Implementation in aiosteampy

Several methods in aiosteampy support the if_modified_since parameter:

  • SteamCommunityPublicMixin.get_item_orders_histogram
  • SteamCommunityPublicMixin.get_item_listings
  • SteamCommunityPublicMixin.market_listings

These methods:

  1. Accept an optional if_modified_since parameter (either a datetime object or a formatted string)
  2. Return a last_modified timestamp along with the requested data
  3. Raise a ResourceNotModified exception when the resource hasn't changed

Basic Example

Here's a simple example of how to use this mechanism:

from aiosteampy import ResourceNotModified, SteamPublicClient

client = SteamPublicClient(...)

# Initial request to get data and last_modified timestamp
histogram, last_modified = await client.get_item_orders_histogram(123456)

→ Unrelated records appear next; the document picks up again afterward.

PR #459, opened 2025-09-18
Remove add_sets option

isteinbrecher:
The `add_sets` option was removed a wile ago from the basic mesh creation functions. This PR now removes all occurrences, since this construct is obsolete.


davidrudlstorfer (approved):
Thanks for the cleanup :)

PR #462, opened 2025-09-18
Update reference time for large beam mesh creation

isteinbrecher:
The performance tests for the large beam creation failed again (https://github.com/beamme-py/beamme/actions/runs/17825063589/job/50676237446?pr=460), very very likely not due to a change on our side. So let's raise the expected time.


davidrudlstorfer (approved):

isteinbrecher:
> And now we are at 4.855s in this run :D

Maybe copilot is trying to have fun with us

PR #467, opened 2025-10-01
Getting started example

isteinbrecher:
Add a small getting started example to the README that shows the very basics of how to use BeamMe. This is not intended as an alternative to the examples (big TODO...) but just to have a very simple example in a very visible spot.

The second commit adds a way to test the snippet.

The README is getting more and more convoluted, we should likely restructure/split it after we have updated the installation instructions after #418


knarfnitram (approved):

davidrudlstorfer (commented):
@isteinbrecher first of all big thanks for the initiative and providing a first draft! I think this will be a really nice addition so users can directly see how to interact with BeamMe.

A few points I want to mention (maybe a discussion would make sense here)

1. I think we could improve the getting started by not duplicating so much code, for example it would be totally sufficient to only show the beam creation once. In your proposal we have 2 material definitions which are identical (only the radius differs) and then 2 x the creation of a line (which is almost identical) and then the arc segment 2d. I think it would make sense to simplify this by a lot but add more comments, i.e., what a beamme mesh can do, then add one beam element into there and also use some rotation/translation + operation on a single node.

# Later, when you need to check for updates
try:
    # Pass the previous last_modified timestamp
    histogram, last_modified = await client.get_item_orders_histogram(
        123456, 
        if_modified_since=last_modified,  # Use the timestamp from the previous response
    )
    # Process the updated data
    print("Data has been updated!")
    # Do something with the new histogram data
except ResourceNotModified:
    print("Data hasn't changed since last request")
    # Use your cached data instead

Advanced Implementation with Caching

For a more complete implementation with caching:

from aiosteampy import ResourceNotModified
import time

class SimpleCache:
    def __init__(self):
        self.data = {}
        self.timestamps = {}

    def get(self, key):
        return self.data.get(key), self.timestamps.get(key)

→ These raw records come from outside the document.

PR #470, opened 2025-10-15
Cleanup getting started script

isteinbrecher:
Some small cleanup of the getting stated example.

### DIFF
--- a/tests/test_readme.py
+++ b/tests/test_readme.py
@@ -23,14 +23,14 @@
 
 import os
 import re
-from pathlib import Path
 
 import pytest
 
 from beamme.core.mesh import Mesh
 
 
-def extract_code_snippets() -> tuple[dict[str, str], list[str]]:
+@pytest.fixture(scope="session")
+def extract_code_snippets(pytestconfig) -> tuple[dict[str, str], list[str]]:
     """Parse README.md for fenced code blocks marked as tests.
 
     Code fences may be written in two forms:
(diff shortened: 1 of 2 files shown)


tests/test_readme.py
```diff
@@ -30,7 +30,8 @@
 from beamme.core.mesh import Mesh
 
 
-def extract_code_snippets() -> tuple[dict[str, str], list[str]]:
+@pytest.fixture(scope="session")
+def extract_code_snippets(repo_root: Path) -> tuple[dict[str, str], list[str]]:
```
davidrudlstorfer: ... just use 


```suggestion
def extract_code_snippets(pytestconfig: Any) -> tuple[dict[str, str], list[str]]:
```

here and ...

tests/test_readme.py
```diff
@@ -50,7 +51,7 @@ def extract_code_snippets() -> tuple[dict[str, str], list[str]]:
               `test:`) to the code string.
             - **snippets_unnamed**: list of code strings from unnamed test blocks.
     """
-    readme_content = Path("README.md").read_text(encoding="utf-8")
+    readme_content = (repo_root / "README.md").read_text(encoding="utf-8")
```
davidrudlstorfer: ... just use 


```suggestion
    readme_content = (pytestconfig.rootpath / "README.md").read_text(encoding="utf-8")
```

here? I think the fixture is a bit overkill although it works 😅

tests/test_readme.py
isteinbrecher: Good point, that makes total sense, I remove the fixture and added `pytestconfig` here.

    def set(self, key, data, timestamp):
        self.data[key] = data
        self.timestamps[key] = timestamp

# Create a cache
cache = SimpleCache()
item_nameid = 123456

async def get_histogram_with_cache(client, item_nameid):
    # Try to get from cache
    cached_data, last_modified = cache.get(item_nameid)

    try:
        # Always make the request, but with if_modified_since if we have cached data
        histogram, new_last_modified = await client.get_item_orders_histogram(
            item_nameid,
            if_modified_since=last_modified if last_modified else None
        )

        # Update cache with new data
        cache.set(item_nameid, histogram, new_last_modified)
        return histogram

    except ResourceNotModified:
        # If data hasn't changed, use cached data
        print("Using cached data - resource not modified")
        return cached_data

Benefits

Using the If-Modified-Since mechanism provides several benefits:

  1. Reduced Bandwidth: You only download the full data when it has actually changed
  2. Fewer Rate Limits: You're less likely to hit Steam's 429: Too Many Requests errors
  3. Faster Responses: 304 responses are faster as they don't include the resource body
  4. Server-Friendly: Reduces load on Steam's servers, making you a good API citizen
  5. More Reliable: Your application can continue to function even during high-traffic periods

By implementing proper caching with the if_modified_since parameter, you can create more efficient and reliable applications that interact with the Steam Market.